To over-simplify things, functional languages such as Erlang and Haskell are built around the notion that multithreaded apps are very safe when you eliminate side effects. You should read about those. Also, in general a multithreaded application with no shared state is quite safe.
http://en.wikipedia.org/wiki/Haskell%5F%28programming%5Flanguage%29
http://en.wikipedia.org/wiki/Erlang%5F%28programming%5Flanguage%29
Multithreaded programming isn't considered harmful, but rather notoriously difficult to be done right. There are many things that aren't evident from the first sight and may lead to things like deadlocks and race conditions.
Immutable computations and functional programming is one way to deal with the complexity of multithreaded programming. With multi-core systems becoming ubiquitous today, there is a general consensus that the programmer shouldn't be left on his own to program in mulithread environment, but rather she should rely on a framework or a library. In .NET environment parallel extensions will be part of the 4.0 version of the framework for example.
A lot of people approach multi-threading as if it were the silver bullet to peformance problems. Take for example the relatively common case of doing a "computationally intense operation", the operation is irrelevant.
A common misconception is that by making the operation multi-threaded we can speed it up. The specifics of this are much more complicated. It depends on what the process is and how much "waiting" there is in the process.

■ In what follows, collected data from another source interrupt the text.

PR #198, opened 2016-11-30
Check if density is non-zero at r = par->minScale

migueldvb:
It could happen that the density function is not defined at the origin. Comet models have generally a singularity at r=0 and minScale is defined above the surface. It is safer to evaluate the function at r=minScale that has been supplied by the user.

### DIFF
--- a/src/aux.c
+++ b/src/aux.c
@@ -56,7 +56,7 @@ The parameters visible to the user have now been strictly confined to members of
 
   int i,j,id;
   double BB[3],normBSquared,dens[MAX_N_COLL_PART],r[DIM];
-  double dummyVel[DIM];
+  double dummyVel[DIM],dummyScale;
   FILE *fp;
   char message[80];
   _Bool doThetaPhi;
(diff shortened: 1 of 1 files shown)


allegroLeiden:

If the process is very tight, putting it into a multi-threaded environment will at best speed it up marginally, and in most cases it will make it considerably slower.
There are also the consideration of managing state, managing thread interaction and the problems with determinism introduced by threads.
The list of course goes on from there.
The algorithm that you are using in your single-threaded program may or may not be easy to scale to multiple threads.
For example, if you want to do multi-threaded image compression, some formats are inherently tiled, so you can assign a thread to each tile, but for example Lossless JPEG is based on nearest neighbour prediction, so the value of the last pixel is potentially dependent on all the values in between, and therefore this algorithm is unsuitable for division among multiple threads.
Multithreading in C++ is hard because (among other things):
- Every modification of a variable must be done within a critical section. It is hard to see from a statical analysis of the source code which variable needs such locking.
- The scope of critical sections must be small enough to avoid performance issues, but using a separate critical section for each variable is often impossible, because multiple variables must be updated simultaneously.
- Nested critical sections must be used hierarchically. However, tools that can enfore this at compile time don't exist.
- When bugs occur, they are often hard to reproduce because of timing issues. Because of this, the code is both hard to test and difficult to debug.
- Stepping through an asynchronous function call is impossible without setting breakpoints manually, because C++ has no built-in threading support.